** Task to carry out **
Among the lines below, take the one holding "This PR changes", the one holding "NoUndef = 1<<6, Align", and all lines between them. Set them down exactly.

[Records drawn from a dataset]
PR #594, opened 2020-11-26
change attr's align field to store the original value

aqjune:
The recent two crashes are due to the inconsistent use of attr's align field.

The field is storing log(alignment), but ir/value.cpp was assuming the value was simply storing the alignment.

This PR changes attr's align field to store the original value

### DIFF
--- a/ir/attrs.h
+++ b/ir/attrs.h
@@ -15,11 +15,11 @@ public:
                    ReadOnly = 1<<3, ReadNone = 1<<4, Dereferenceable = 1<<5,
                    NoUndef = 1<<6, Align = 1<<7, Returned = 1<<8 };
 
-  ParamAttrs(unsigned bits = None) : bits(bits), align(1) {}
+  ParamAttrs(unsigned bits = None) : bits(bits) {}
 
   uint64_t derefBytes; // Dereferenceable
   uint64_t blockSize;  // exact block size for e.g. byval args
-  uint64_t align;      // Align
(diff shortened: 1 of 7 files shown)


ir/attrs.h
```diff
@@ -9,6 +9,7 @@ namespace IR {
 
 class ParamAttrs final {
   unsigned bits;
+  uint64_t align;      // power-of-2 in bytes
```
aqjune, line 12: It was uint64_t, but char type would be sufficient for this; I'll address this in this PR if okay.

tools/transform.cpp
```diff
@@ -677,7 +677,7 @@ static void calculateAndInitConstants(Transform &t) {
         continue;
 
       uint64_t align = i->hasAttribute(ParamAttrs::Align) ?
-          1ull << i->getAttributes().align : 1;
+          i->getAttributes().getAlign() : 1;
```
nunoplopes, line 680: should getAlign just return 1 when not set?

nunoplopes:
why don't we just change the field to store the alignment in bytes and default to 1?
storing in log2 doesn't seem to help at all. The only place we need the bits is in memory.cpp, but the API seems t take bytes, so no issues.

aqjune:
I thought log2 was used in the past to compactly store the alignment value?
But I have no strong opinion, and it was uint64_t (which was a bit strange).
Anyway, I'll change the field to store the value.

** Answer section **
This PR changes attr's align field to store the original value

### DIFF
--- a/ir/attrs.h
+++ b/ir/attrs.h
@@ -15,11 +15,11 @@ public:
                    ReadOnly = 1<<3, ReadNone = 1<<4, Dereferenceable = 1<<5,
                    NoUndef = 1<<6, Align = 1<<7, Returned = 1<<8 };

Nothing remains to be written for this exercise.